Federated knowledge synthesis
- Part of: Discourse Modeling
- Contributors
Knowledge production starts with the work of individuals and teams. Such contributions are then refined and synthesized in topical communities, disciplines, and other higher-level organizational structures. A big challenge at each move to a higher organizational level is the divergent jargon and terminology of the lower-level entities that wish to join forces. Sometimes there is one dominant entity that ends up imposing its choices. This is arguably not the best way to proceed, and not even an option in more egalitarian settings. Common vocabulary (including semantics in formal systems) can only emerge by consensus, a process that is poorly supported by digital knowledge management tools.
One idea for supporting collaboration in spite of divergence, and ultimately consensus formation, is federation. The general idea is to establish "informational meeting points" where each entity exposes its vocabulary in a structured fashion, making divergent definitions explicit and easy to find and compare. Participants can then switch to someone else's definition if they consider it more appropriate, making a step towards consensus (which however may never be complete).

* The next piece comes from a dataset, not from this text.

PR #2169, opened 2026-08-04
Safely co-locate SCM personnel target routes

baixiaohang:
## Summary

- preserve exact `(humanAgentId, wakeAgentId)` SCM attention identities while safely co-locating assignment and mention targets in one uniquely eligible entity chat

The goals of this project (perhaps better called a meta-project) are:
- Identify existing technology (tools, data models and formats, protocols, ...) that look promising to support a federated mode of knowledge synthesis. Examples: Fedwiki, anagora
- Support projects that improve and extend existing technology. Such support includes providing feedback on each other's work, testing each other's tools, etc. In short: apply the federation idea to develop better infrastructure for federated knowledge synthesis, in a multi-disciplinary setting.
- Think about the social structures that are desirable for consensus formation, and ensure that the technological infrastructure supports them (never forget Conway's law!)